## Work instruction
Once you have read the entries below, repeat all of them exactly.

## Entries provided
=======

PR #70569, opened 2026-07-28
Add `DmsReloadTablesOperator`

AlejandroMorgante:
Add `DmsReloadTablesOperator` to reload selected target tables for an active AWS DMS replication task.

The operator wraps the AWS DMS `ReloadTables` API and supports:

- `data-reload` and `validate-only` reload options.
- Synchronous and deferrable completion waits.
- Configurable waiter delay and maximum attempts.
- Templated replication task, table, and reload-option arguments.

The DMS system test now creates a `full-load-and-cdc` task with PostgreSQL logical replication enabled, waits for the initial load, and exercises a deferrable table reload against AWS.

Testing:

  - System test validated end-to-end against a real AWS environment.
  - DMS unit tests: 131 passed.

References:

  - [Boto3 `reload_tables` API](https://docs.aws.amazon.com/boto3/latest/reference/services/dms/client/reload_tables.html)
  - [AWS DMS table reload requirements and limitations](https://docs.aws.amazon.com/dms/latest/userguide/CHAP_Tasks.ReloadTables.html)

---

- [X] Yes — Codex (GPT-5)

### DIFF
--- a/providers/amazon/src/airflow/providers/amazon/aws/hooks/dms.py
+++ b/providers/amazon/src/airflow/providers/amazon/aws/hooks/dms.py
@@ -212,6 +212,32 @@ class DmsHook(AwsBaseHook):
         dms_client = self.get_conn()
         dms_client.stop_replication_task(ReplicationTaskArn=replication_task_arn)
 
+    def reload_tables(
+        self,
+        replication_task_arn: str,
+        tables_to_reload: list[dict[str, str]],
+        reload_option: str = "data-reload",
+    ) -> str:
+        """
+        Reload target tables for a running replication task.
+
+        .. seealso::
+            - :external+boto3:py:meth:`DatabaseMigrationService.Client.reload_tables`
+
+        :param replication_task_arn: Replication task ARN
+        :param tables_to_reload: Tables to reload, including schema and table names
+        :param reload_option: Use ``data-reload`` to reload data and revalidate it when validation is
+            enabled. Use ``validate-only`` to revalidate without reloading data; this option only applies
+            when validation is enabled.
+        :return: Replication task ARN
+        """
+        response = self.get_conn().reload_tables(
+            ReplicationTaskArn=replication_task_arn,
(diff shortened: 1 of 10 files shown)


providers/amazon/src/airflow/providers/amazon/aws/hooks/dms.py
```diff
@@ -212,6 +212,32 @@ def stop_replication_task(self, replication_task_arn):
         dms_client = self.get_conn()
         dms_client.stop_replication_task(ReplicationTaskArn=replication_task_arn)
 
+    def reload_tables(
```
vincbeck: We try to avoid methods in hooks that adds no real value. This is the case for this one. You can boto3 API directly in operator instead

providers/amazon/src/airflow/providers/amazon/aws/operators/dms.py
```diff
@@ -419,6 +420,134 @@ def execute(self, context: Context):
...
+                WaiterConfig={
+                    "Delay": self.waiter_delay,
+                    "MaxAttempts": self.waiter_max_attempts,
+                },
+            )
+
+    def execute(self, context: Context) -> str:
+        """Start reloading target tables for an AWS DMS replication task."""
+        if self.wait_for_completion and self.reload_option != "data-reload":
+            raise ValueError("wait_for_completion is only supported when reload_option is 'data-reload'.")
```
vincbeck: Instead of failing whouls we just ignore `wait_for_completion` when `reload_option` is not `data-reload`?

AlejandroMorgante: **Good catch.** I overlooked that validate-only has its own asynchronous completion state in `ValidationState`. I’ll add a **dedicated** **waiter** path selected by `reload_option`, so `wait_for_completion` works consistently for both strategies

vincbeck (approved):

o-nikolas (approved):

PR #70574, opened 2026-07-28
Check GCSToAzureBlobStorageOperator match_glob support after template…

bramhanandlingala:
Fixes the microsoft/azure provider's GCSToAzureBlobStorageOperator entry from the #70296 exemption-list burn-down.

`match_glob` is a template field, but `__init__` validated it against the installed `apache-airflow-providers-google` version and raised immediately if unsupported — so this check ran on the un-rendered Jinja expression instead of the actual rendered value.

Moved the compatibility check from `__init__` into `execute()`, right before `match_glob` is used to build the GCS list call. `__init__` now only does a plain assignment. `_is_match_glob_supported` itself stays computed in `__init__`, since it depends on the installed provider version, not on any template field.

- Removed the raise from `__init__`; `self.match_glob = match_glob` is now a plain assignment.
- Added the same check in `execute()`, guarded by `_is_match_glob_supported`.
- Updated the existing test to construct the operator successfully and assert the error on `.execute()` instead of construction.

Verified locally that `scripts/ci/prek/validate_operators_init.py` reports zero findings for this class after the change, and that the existing unit tests in `test_gcs_to_wasb.py` pass with the updated test.

Related to #70296

---

- [X] Yes - Claude


providers/microsoft/azure/tests/unit/microsoft/azure/transfers/test_gcs_to_wasb.py
```diff
@@ -49,14 +49,17 @@ def test_init_defaults(self):
...
+            match_glob="**/*.csv",
+        )
         with pytest.raises(ValueError, match="match_glob"):
-            GCSToAzureBlobStorageOperator(
-                task_id=TASK_ID,
-                gcs_bucket=GCS_BUCKET,
-                container_name=CONTAINER,
-                match_glob="**/*.csv",
-            )
+            op.execute(context=None)
```
potiuk: `context=None` works only because the raise happens before anything touches the context. It's a bit fragile as documentation of intent — if the guard later moves below something that reads `context`, this fails with an unrelated `AttributeError` rather than the assertion you meant.

`mock.MagicMock()` (as #70529 uses for the same situation) or `{}` would be more robust. Also worth adding `mock_gcs_hook.return_value.list.assert_not_called()` — #70723's equivalent test does that, and it's what actually proves the operator bailed out before doing any work rather than just raising somewhere.

---

potiuk (approved):
Thanks — same fix as #70723 does for the Amazon `GCSToS3Operator`, and correct for the same reason: `match_glob` is in `template_fields`, so checking it in `__init__` validated the un-rendered Jinja string and turned a bad value into a Dag *parse* failure rather than a task failure. Keeping the `_is_match_glob_supported` probe in `__init__` is right, since that depends on the installed Google provider rather than anything templated.

Using `ValueError` here is the better choice — I've suggested on #70723 that it match yours rather than the other way round, since Airflow is trying to reduce direct `AirflowException` raises. Worth the two of you syncing so the sibling changes land consistent.

One test nit inline, not blocking.

---

potiuk (changes requested):

`if not self._is_match_glob_supported and match_glob:` asks whether `match_glob` was passed (combined with an environment capability that `__init__` can already answer). It's a provision check, so it should be rewritten in place rather than relocated:

```python
# in __init__ — keep it here
if not self._is_match_glob_supported and match_glob is not None:
    raise ValueError(
        "The 'match_glob' parameter requires 'apache-airflow-providers-google>=10.3.0'."
    )
```

Note the `is not None` polarity matters: `if match_glob:` is a truthiness test on the un-rendered Jinja string, which is a third question that matches neither intent. You already use `ValueError` here, which is right.

This is the twin of #70723 — worth the two of you landing the same shape.

---

bramhanandlingala:
@potiuk Thanks for catching this — restored the check to __init__ using
match_glob is not None, removed the duplicate from execute(), and
updated the test to assert the raise on construction instead of execute().

potiuk (approved):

=======

## Answer box
PR #70569, opened 2026-07-28
Add `DmsReloadTablesOperator`

AlejandroMorgante:
Add `DmsReloadTablesOperator` to reload selected target tables for an active AWS DMS replication task.

The operator wraps the AWS DMS `ReloadTables` API and supports:

- `data-reload` and `validate-only` reload options.
- Synchronous and deferrable completion waits.
- Configurable waiter delay and maximum attempts.
- Templated replication task, table, and reload-option arguments.

The DMS system test now creates a `full-load-and-cdc` task with PostgreSQL logical replication enabled, waits for the initial load, and exercises a deferrable table reload against AWS.

Testing:

  - System test validated end-to-end against a real AWS environment.
  - DMS unit tests: 131 passed.

References:

  - [Boto3 `reload_tables` API](https://docs.aws.amazon.com/boto3/latest/reference/services/dms/client/reload_tables.html)
  - [AWS DMS table reload requirements and limitations](https://docs.aws.amazon.com/dms/latest/userguide/CHAP_Tasks.ReloadTables.html)

---

- [X] Yes — Codex (GPT-5)

### DIFF
--- a/providers/amazon/src/airflow/providers/amazon/aws/hooks/dms.py
+++ b/providers/amazon/src/airflow/providers/amazon/aws/hooks/dms.py
@@ -212,6 +212,32 @@ class DmsHook(AwsBaseHook):
         dms_client = self.get_conn()
         dms_client.stop_replication_task(ReplicationTaskArn=replication_task_arn)
 
+    def reload_tables(
+        self,
+        replication_task_arn: str,
+        tables_to_reload: list[dict[str, str]],
+        reload_option: str = "data-reload",
+    ) -> str:
+        """
+        Reload target tables for a running replication task.
+
+        .. seealso::
+            - :external+boto3:py:meth:`DatabaseMigrationService.Client.reload_tables`
+
+        :param replication_task_arn: Replication task ARN
+        :param tables_to_reload: Tables to reload, including schema and table names
+        :param reload_option: Use ``data-reload`` to reload data and revalidate it when validation is
+            enabled. Use ``validate-only`` to revalidate without reloading data; this option only applies
+            when validation is enabled.
+        :return: Replication task ARN
+        """
+        response = self.get_conn().reload_tables(
+            ReplicationTaskArn=replication_task_arn,
(diff shortened: 1 of 10 files shown)


providers/amazon/src/airflow/providers/amazon/aws/hooks/dms.py
```diff
@@ -212,6 +212,32 @@ def stop_replication_task(self, replication_task_arn):
         dms_client = self.get_conn()
         dms_client.stop_replication_task(ReplicationTaskArn=replication_task_arn)
 
+    def reload_tables(
```
vincbeck: We try to avoid methods in hooks that adds no real value. This is the case for this one. You can boto3 API directly in operator instead

providers/amazon/src/airflow/providers/amazon/aws/operators/dms.py
```diff
@@ -419,6 +420,134 @@ def execute(self, context: Context):
...
+                WaiterConfig={
+                    "Delay": self.waiter_delay,
+                    "MaxAttempts": self.waiter_max_attempts,
+                },
+            )
+
+    def execute(self, context: Context) -> str:
+        """Start reloading target tables for an AWS DMS replication task."""
+        if self.wait_for_completion and self.reload_option != "data-reload":
+            raise ValueError("wait_for_completion is only supported when reload_option is 'data-reload'.")
```
vincbeck: Instead of failing whouls we just ignore `wait_for_completion` when `reload_option` is not `data-reload`?

AlejandroMorgante: **Good catch.** I overlooked that validate-only has its own asynchronous completion state in `ValidationState`. I’ll add a **dedicated** **waiter** path selected by `reload_option`, so `wait_for_completion` works consistently for both strategies

vincbeck (approved):

o-nikolas (approved):

PR #70574, opened 2026-07-28
Check GCSToAzureBlobStorageOperator match_glob support after template…

bramhanandlingala:
Fixes the microsoft/azure provider's GCSToAzureBlobStorageOperator entry from the #70296 exemption-list burn-down.

`match_glob` is a template field, but `__init__` validated it against the installed `apache-airflow-providers-google` version and raised immediately if unsupported — so this check ran on the un-rendered Jinja expression instead of the actual rendered value.

Moved the compatibility check from `__init__` into `execute()`, right before `match_glob` is used to build the GCS list call. `__init__` now only does a plain assignment. `_is_match_glob_supported` itself stays computed in `__init__`, since it depends on the installed provider version, not on any template field.

- Removed the raise from `__init__`; `self.match_glob = match_glob` is now a plain assignment.
- Added the same check in `execute()`, guarded by `_is_match_glob_supported`.
- Updated the existing test to construct the operator successfully and assert the error on `.execute()` instead of construction.

Verified locally that `scripts/ci/prek/validate_operators_init.py` reports zero findings for this class after the change, and that the existing unit tests in `test_gcs_to_wasb.py` pass with the updated test.

Related to #70296

---

- [X] Yes - Claude


providers/microsoft/azure/tests/unit/microsoft/azure/transfers/test_gcs_to_wasb.py
```diff
@@ -49,14 +49,17 @@ def test_init_defaults(self):
...
+            match_glob="**/*.csv",
+        )
         with pytest.raises(ValueError, match="match_glob"):
-            GCSToAzureBlobStorageOperator(
-                task_id=TASK_ID,
-                gcs_bucket=GCS_BUCKET,
-                container_name=CONTAINER,
-                match_glob="**/*.csv",
-            )
+            op.execute(context=None)
```
potiuk: `context=None` works only because the raise happens before anything touches the context. It's a bit fragile as documentation of intent — if the guard later moves below something that reads `context`, this fails with an unrelated `AttributeError` rather than the assertion you meant.

`mock.MagicMock()` (as #70529 uses for the same situation) or `{}` would be more robust. Also worth adding `mock_gcs_hook.return_value.list.assert_not_called()` — #70723's equivalent test does that, and it's what actually proves the operator bailed out before doing any work rather than just raising somewhere.

---

potiuk (approved):
Thanks — same fix as #70723 does for the Amazon `GCSToS3Operator`, and correct for the same reason: `match_glob` is in `template_fields`, so checking it in `__init__` validated the un-rendered Jinja string and turned a bad value into a Dag *parse* failure rather than a task failure. Keeping the `_is_match_glob_supported` probe in `__init__` is right, since that depends on the installed Google provider rather than anything templated.

Using `ValueError` here is the better choice — I've suggested on #70723 that it match yours rather than the other way round, since Airflow is trying to reduce direct `AirflowException` raises. Worth the two of you syncing so the sibling changes land consistent.

One test nit inline, not blocking.

---

potiuk (changes requested):

`if not self._is_match_glob_supported and match_glob:` asks whether `match_glob` was passed (combined with an environment capability that `__init__` can already answer). It's a provision check, so it should be rewritten in place rather than relocated:

```python
# in __init__ — keep it here
if not self._is_match_glob_supported and match_glob is not None:
    raise ValueError(
        "The 'match_glob' parameter requires 'apache-airflow-providers-google>=10.3.0'."
    )
```

Note the `is not None` polarity matters: `if match_glob:` is a truthiness test on the un-rendered Jinja string, which is a third question that matches neither intent. You already use `ValueError` here, which is right.

This is the twin of #70723 — worth the two of you landing the same shape.

---

bramhanandlingala:
@potiuk Thanks for catching this — restored the check to __init__ using
match_glob is not None, removed the duplicate from execute(), and
updated the test to assert the raise on construction instead of execute().

potiuk (approved):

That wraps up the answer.